Whether or not a project seeks LEED, design features such as daylighting, efficient lighting, reflective roofing, and indoor air quality measures, including enhanced HVAC systems, can translate into significant energy savings and reduced operating costs.
Working with ProLogis at its Park Duck Creek facility in Stockton, Calif., Ware Malcomb completed a 780,000-square-foot distribution center for Sears that earned LEED Silver certification. Employing a comprehensive energy-efficient lighting system and extensive daylighting strategies helped the project obtain nine of those credits in the Indoor Environmental Quality category. The project is expected to save Sears approximately $400,000 in lighting costs annually, according to a Ware Malcomb analysis.

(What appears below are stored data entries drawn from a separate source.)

PR #14786, opened 2015-04-07
retire a json field

yingjieMiao:
@stkem 

metaData is not used anymore. We could just remove the field entirely, but would love to sync with mobile guys later.

Removing this just makes the transition clearer.


stkem:
:+1:

PR #14788, opened 2015-04-07
fixing cover image uploading in production

2is10:
@andrewconner


kifi-backend/modules/shoebox/angular/src/app.js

Because lighting is the largest electrical load in its warehouse facilities—consuming as much as 70 percent of a facility’s energy—in 2006, ProLogis formulated a lighting retrofit and standardization program for its portfolio. The REIT reports that the program has resulted in a reduction in energy use by as much as 75 percent through the use of T5 and T8 fluorescent lights, coupled with sensors and photoelectric cells.
Though Bisacquino says he thinks lighting retrofits make a tremendous amount of sense, he warns that some NAIOP members are uneasy about making an investment in light-emitting diodes (LEDs) or similar technologies that have experienced rapid cost reductions over a short period of time.
Site, supply chain, and building
Because of industrial real estate’s interdependent relationship with goods and their movement, Klimek says these projects need to be approached with a perspective that extends beyond the physical components of the buildings. “The industrial sector’s focus on moving goods implies a host of sustainability issues that go beyond just the impact of the buildings themselves,” Klimek says.
Factoring the supply chain into a project’s site selection has the potential to significantly minimize an industrial project’s environmental impact. By locating its Foamular plant near its growing Northwest customer base, for example, Owens Corning expects to prevent emissions of at least 500 tons of carbon dioxide annually that would have resulted from ground transportation.
Klimek also points to urban infill sites, particularly those that retain previously built infrastructure. AMB research on industrial site-selection strategies suggests that infill locations not only are more sustainable, but provide owners with superior occupancy, rental growth and returns, and efficient supply chain operations.
In 2009, ProLogis formed a renewable energy group to focus on renewable energy projects globally. The industrial developer is looking for opportunities to deploy large-scale distributed solar on its more than 450 million square feet of rooftops worldwide. By renting its roof space to utilities and investors, ProLogis has been able to send energy directly back into the grid.
“Industrial buildings are becoming a source for energy rather than a drain,” Klimek says. “In the long run, that’s where industrial can make a big difference in terms of sustainability.”